China’s path to new crops
Jeremy’s latest newsletter includes this nice write-up of a recent paper on the origins of Chinese food, under the title I’ve stolen above. Here’s the rest of the newsletter. We blogged here about the paper Jeremy discusses in the podcast episode mentioned at the end. LATER: There’s also a belated article in Archaeology.
Path dependence is the idea that the choices available today are constrained by choices that were made some time back. A new research paper in PLOS One looks at the way existing cooking techniques affected new crops as they made their way into China.
Wheat and barley arrived in China about 4000 years ago. But while the people of western China adopted the new plants quite quickly (you can tell by looking closely at their bones) those in central China were apparently not as keen.

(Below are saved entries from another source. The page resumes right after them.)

PR #1030, opened 2025-07-06
NRSE current sensor: Global angle current sensor

nitbharambe:
**Implements issue**:  #547 

- Current sensor implementation. Workout yet to be reviewed.


mgovers:
do-not-merge label added because the mathematical workout needs to be reviewed as well

tests/cpp_unit_tests/test_math_solver_se.hpp
```diff
@@ -366,6 +420,16 @@ TEST_CASE_TEMPLATE_DEFINE("Test math solver - SE", SolverType, test_math_solver_
...
         }
+
+        SUBCASE("Test se with global angle current sensors") {
+            SolverType solver{y_bus, topo_ptr};
+            CalculationInfo info;
+            SolverOutput<sym> output;
+
+            auto const se_input = grid.se_input_angle_global_current_sensors();
+            output = run_state_estimation(solver, y_bus, se_input, error_tolerance, num_iter, info);
+            assert_output(output, grid.output_ref());
```
mgovers:
```suggestion
            auto const se_input = grid.se_input_angle_global_current_sensors();
            SolverOutput<sym> const output = run_state_estimation(solver, y_bus, se_input, error_tolerance, num_iter, info);
            assert_output(output, grid.output_ref());
```

tests/cpp_unit_tests/test_math_solver_se.hpp
```diff
@@ -571,8 +635,7 @@ TEST_CASE_TEMPLATE_DEFINE("Test math solver - SE, measurements", SolverType, tes
                 CHECK(real(output.branch[0].i_f) == doctest::Approx(real(1.95 * global_shift)));
                 CHECK(imag(output.branch[0].i_f) == doctest::Approx(imag(1.95 * global_shift)));
             } else {
-                CHECK_THROWS_AS(run_state_estimation(solver, y_bus_sym, se_input, error_tolerance, num_iter, info),
-                                SparseMatrixError);
+                CHECK_NOTHROW(run_state_estimation(solver, y_bus_sym, se_input, error_tolerance, num_iter, info));
```
mgovers: we probably should do some more in-depth standalone value comparisons. i know we had this discussions before for the local current sensor NRSE, but only checking `NOTHROW` doesn't really make sense.

power_grid_model_c/power_grid_model/include/power_grid_model/math_solver/newton_raphson_se_solver.hpp
```diff
@@ -533,6 +541,35 @@ template <symmetry_tag sym_type> class NewtonRaphsonSESolver {
         }
     }
 
+    void process_branch_global_current_measurement(NRSEGainBlock<sym>& block, NRSEGainBlock<sym>& diag_block,
```
figueroa1395, line 545: Nitpick: Can you add a similar comment above the function definition? Similar to what is done for `process_branch_local_current_measurement`.

power_grid_model_c/power_grid_model/include/power_grid_model/math_solver/newton_raphson_se_solver.hpp
```diff
@@ -533,6 +541,35 @@ template <symmetry_tag sym_type> class NewtonRaphsonSESolver {
...
+        block_rr_or_cc.dP_dt += -imag(current_chi_chi);
+        block_rr_or_cc.dQ_dt += real(current_chi_chi);
+        block_rr_or_cc.dP_dv += real(current_chi_chi);
+        block_rr_or_cc.dQ_dv += imag(current_chi_chi);
+
+        NRSEJacobian block_rc_or_cr{};
+        block_rc_or_cr.dP_dt += -imag(current_chi_psi);
+        block_rc_or_cr.dQ_dt += real(current_chi_psi);
+        block_rc_or_cr.dP_dv += real(current_chi_psi);
+        block_rc_or_cr.dQ_dv += imag(current_chi_psi);
```
figueroa1395: Can you make an overload of the function `calculate_jacobian` for this? Only relevant for global angle current sensors. This is to keep this function consistent with the rest, and would also avoid repeated code.

tests/cpp_unit_tests/test_math_solver_se.hpp
```diff
@@ -240,6 +240,60 @@ template <symmetry_tag sym_type> struct SESolverTestGrid : public SteadyStateSol
         return result;
     }
 
+    auto se_input_angle_global_current_sensors() const {
```
figueroa1395: Nitpick: Can we potentially combine this with above? Or maybe make a "utils" function that creates symmetric/asymmetric sensors (organized in this way), with an argument that defines if they are global or local, and another argument with the contents of the values (branch_from_local_current for local, and output_reference.branch for global)? If this is too much work or you think it would be convoluted, please ignore it. It is very nitpicky and tests should be as readable as possible.

tests/cpp_unit_tests/test_math_solver_se.hpp
figueroa1395: To add: can you also apply the suggested change to the above tests?

tests/cpp_unit_tests/test_math_solver_se.hpp
figueroa1395: Since above we have proper tests for the exact values, I would say we just remove this for NRSE then, and instead make a subtest intended only to test that the call is being done. If we come up with the exact values, we would have to "duplicate" the test above.

figueroa1395 (commented):
I just had a few minor comments, but the math part of the implementation follows the math workout to the dot. I see no problems regarding that.

In addition, I would say that we remove the experimental feature flag in a different PR after Tony has taken a look.

power_grid_model_c/power_grid_model/include/power_grid_model/math_solver/newton_raphson_se_solver.hpp
nitbharambe: Ill add a new function. No need to overload as they are not related as much.

tests/cpp_unit_tests/test_math_solver_se.hpp
nitbharambe: Removed the nothrow check

power_grid_model_c/power_grid_model/include/power_grid_model/math_solver/newton_raphson_se_solver.hpp
```diff
@@ -533,6 +541,28 @@ template <symmetry_tag sym_type> class NewtonRaphsonSESolver {
         }
     }
 
+    /// @brief Adds contribution of global angle branch current measurements. Logic is similar to power measurements,
+    /// but with an additional voltage division as per mathematical workout.
```
figueroa1395: In this case we don't follow the same logic as in the power sensor and divide by the voltage magnitude, right? We instead just follow the "direct" definition of current via the y-bus and the voltage. Maybe the message can be briefly adjusted.

tests/cpp_unit_tests/test_math_solver_se.hpp
```diff
@@ -176,59 +176,68 @@ template <symmetry_tag sym_type> struct SESolverTestGrid : public SteadyStateSol
...
-                                                 return cabs(b.i_t) * exp(1.0i * arg(b.s_t));
-                                             });
+            output_reference.branch | std::ranges::views::transform([angle_measurement_type](auto const& b) {
+                if (angle_measurement_type == AngleMeasurementType::local_angle) {
+                    return static_cast<ComplexValue<sym>>(cabs(b.i_f) * exp(1.0i * arg(b.s_f)));
+                }
+                return b.i_f;
+            });
+
+        auto const branch_to_local_current =
```
figueroa1395:
```suggestion
        auto const branch_to_current =
```

Same for `auto const branch_from_local_current =`

power_grid_model_c/power_grid_model/include/power_grid_model/math_solver/newton_raphson_se_solver.hpp
```diff
@@ -549,10 +549,12 @@ template <symmetry_tag sym_type> class NewtonRaphsonSESolver {
...
         ComplexTensor<sym> const current_chi_chi = dot(y_xi_xi, ComplexDiagonalTensor<sym>{u_state.u_chi(order)});
         ComplexTensor<sym> const current_chi_psi = dot(y_xi_mu, ComplexDiagonalTensor<sym>{u_state.u_psi(order)});
+        ComplexTensor<sym> const current_chi_chi_v_inv = dot(current_chi_chi, u_state.abs_u_chi_inv(order));
+        ComplexTensor<sym> const current_chi_psi_v_inv = dot(current_chi_psi, u_state.abs_u_psi_inv(order));
         ComplexValue<sym> const f_x_complex = sum_row(current_chi_chi + current_chi_psi);
 
-        auto const block_rr_or_cc = calculate_jacobian_global_current(current_chi_chi);
-        auto const block_rc_or_cr = calculate_jacobian_global_current(current_chi_psi);
+        auto const block_rr_or_cc = calculate_jacobian(-current_chi_chi, current_chi_chi_v_inv);
+        auto const block_rc_or_cr = calculate_jacobian(-current_chi_psi, current_chi_psi_v_inv);
```
figueroa1395, line 556: Everything is now written in the same "language". Nice!

power_grid_model_c/power_grid_model/include/power_grid_model/math_solver/newton_raphson_se_solver.hpp
nitbharambe: I removed the message. Cant think of something different to add. It follows the methodology as the workout. And no additional comments regarding implementation.

figueroa1395 (approved):

mgovers:
cfr. the discussion from yesterday, we can remove the `do-not-merge` label and merge as-is, right?

figueroa1395:
> cfr. the discussion from yesterday, we can remove the `do-not-merge` label and merge as-is, right?

Indeed, we just keep under experimental feature flag for now.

The reason, according to the researchers, reflects north-south differences in cuisine that can be detected 8000 years ago. Northeners had millet as their staple grain, while southerners ate nuts, tubers, fruits and rice. Overlaid on this, central China is part of the northern complex, where millet was prepared by boiling or steaming the whole grain. Western China’s approach to wheat and barley was to mirror their neighbours to the west, grinding the grains to make flour that was baked into breads.
It took much longer for cooking methods in the east to adapt to the new cereals, not least because it takes far longer to boil wheat than millet, and the taste is quite different. There is some evidence, too, that in the course of this adaptation, wheat itself was selected to be more amenable to boiling and steaming.
This east-west vs north-south story adds detail to the [Eat This Podcast] episode with Martin Jones on Prehistoric food globalisation.